0
I need to get some data from a huge access database (two, actually, depending on the input I have). I have a function that calls this bank by Chunks (if I try a fetchall gives memory problem). This function is called a few times by my main function, until I can get all the data I want. I will post the 2 codes here... I need to be able to speed up the execution time...depending on the input that runs in about 8 minutes! is a lot.
def chama_chunk():
global data
i=0
names = [x[0] for x in cursor.description] #pega os nomes das colunas
while True:
rows = cursor.fetchmany(200) #pega 200 linhas
if len(rows) == 0: #parar se n tiver nd
break
else:
if (i == 0): #se for a 1a linha, cria o dataframe com 200 linhas e colunas conforme em names
data = pd.DataFrame(np.array(rows),columns=names)
else:
data_append = [{names[i]:x[i] for i in range(len(names))} for x in rows]
data_append = pd.DataFrame ( data_append, columns = names)
data = pd.concat(objs = [data,data_append], axis = 0)
i = i+1
if i == 200:
break
the main function is this (columns being deleted are not required)
def faztudo(lista,ponto1,ponto2):
global ativo
global reativo
lista1=lista
chama_chunk()
del data['CampoB']
del data['CampoC']
del data['Dia']
del data ['Unidade']
del data['Ano']
del data['Consumo']
del data['Ponto_maxima']
del data['Demanda_maxima']
del data['Fator_carga']
gc.enable()
ativo=pd.DataFrame(columns=data.columns)
reativo=pd.DataFrame(columns=data.columns)
while (data.Mes == mes).any():
if periodo == "DOM":
#print("entrou dom")
data.query('Mes==@mes',inplace=True)
data.query('Codigo in @lista1',inplace=True)
data.query('Dia_da_semana=="DM"',inplace=True)
ativo=ativo.append(data.query('Grandeza==1'))
reativo=reativo.append(data.query('Grandeza==2'))
elif periodo == "SAB":
#print("entrou sab")
data.query('Mes==@mes',inplace=True)
data.query('Codigo in @lista1',inplace=True)
data.query('Dia_da_semana=="SB"',inplace=True)
ativo=ativo.append(data.query('Grandeza==1'))

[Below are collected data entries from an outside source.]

PR #2135, opened 2016-06-23
add a country to search numbers parameters

lazedo:
adds a country to search numbers parameters so we can infer the country
prefix to pass to number search.

used knm_managed to generate +1555 numbers (Hollywood)
simple test in monster-ui 

before patch
search area code 424. it correctly returns 424 US numbers (bandwidth2)
search area code 555. no knm_managed numbers returned
search area code 155. knm_managed numbers returned

after patch
search area code 424. it correctly returns 424 US numbers (bandwidth2)
search area code 555. knm_managed numbers returned

### DIFF
--- a/applications/crossbar/priv/couchdb/schemas/find_numbers.json
+++ b/applications/crossbar/priv/couchdb/schemas/find_numbers.json
@@ -2,6 +2,13 @@
     "$schema": "http://json-schema.org/draft-03/schema#",
     "_id": "find_numbers",
     "properties": {
+        "country": {
+            "default": "US",
+            "maxLength": 2,
+            "minLength": 2,
+            "required": false,
+            "type": "string"
+        },
         "prefix": {
             "maxLength": 10,
             "minLength": 3,
--- a/core/kazoo_number_manager/src/knm_util.erl
+++ b/core/kazoo_number_manager/src/knm_util.erl
@@ -13,6 +13,7 @@
 
 -export([pretty_print/1, pretty_print/2
          ,fixture/1
+         ,prefix_for_country/1
         ]).
 
 -include("knm.hrl").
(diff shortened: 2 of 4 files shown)


applications/crossbar/priv/couchdb/schemas/find_numbers.json
```diff
@@ -2,6 +2,13 @@
     "$schema": "http://json-schema.org/draft-03/schema#",
     "_id": "find_numbers",
     "properties": {
+        "country": {
+            "default": "US",
```
fenollp: Doesn't this pre-fill Context?

core/kazoo_number_manager/src/knm_util.erl
```diff
@@ -126,3 +127,9 @@ read_fixture({'ok', Contents}, _F) ->
     kz_util:to_list(Contents);
 read_fixture({'error', 'enoent'}, F) ->
     throw({'error', 'missing_fixture', F}).
+
+%% TODO
+%% this should be replaced with a call to elibphonenumber
+%% when/if we integrate that lib or do it ourselves
+-spec prefix_for_country(ne_binary()) -> ne_binary().
+prefix_for_country(<<"US">>) -> <<"+1">>.
```
fenollp: I think this should go in converters:normalize. This is where we can swap default (regexp) with libphonenumber normalization. When we do have libpn we'll use it as default I guess?

applications/crossbar/priv/couchdb/schemas/find_numbers.json
lazedo: yes, if not provided, that's the intent.

core/kazoo_number_manager/src/knm_util.erl
lazedo: no conversion involved here. we are not normalizing numbers.
even if/when we use libpn, regex will always be there for the cases where libpn doesn't work like dialplans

reativo=reativo.append(data.query('Grandeza==2'))
else:
#print("entrou resto")
data.query('Mes==@mes',inplace=True)
data.query('Codigo in @lista1',inplace=True)
data.query('Dia_da_semana==@diasuteis',inplace=True)
ativo=ativo.append(data.query('Grandeza==1'))
reativo=reativo.append(data.query('Grandeza==2'))
chama_chunk()
del data['CampoB']
del data['CampoC']
del data['Dia']
del data ['Unidade']
del data['Ano']
del data['Consumo']
del data['Ponto_maxima']
del data['Demanda_maxima']
del data['Fator_carga']
and my query is made by the start function:
def inicia (dbpath,mes):
#dbpath="W:\\CuCa-2018-ZFA.mdb"
driver='{Microsoft Access Driver (*.mdb)}'
con = pyodbc.connect("DRIVER={}; DBQ={}".format(driver,dbpath))
query="SELECT * from Curvas_de_carga"
global cursor
cursor = con.cursor()
cursor.execute(query)
some other pieces of code were not cited, but I believe that the performance problem is practically in these 3 functions.
I’m a beginner in database access :/ And the option to exchange database does not exist here, because the database is not mine, I am accessing a file of another person.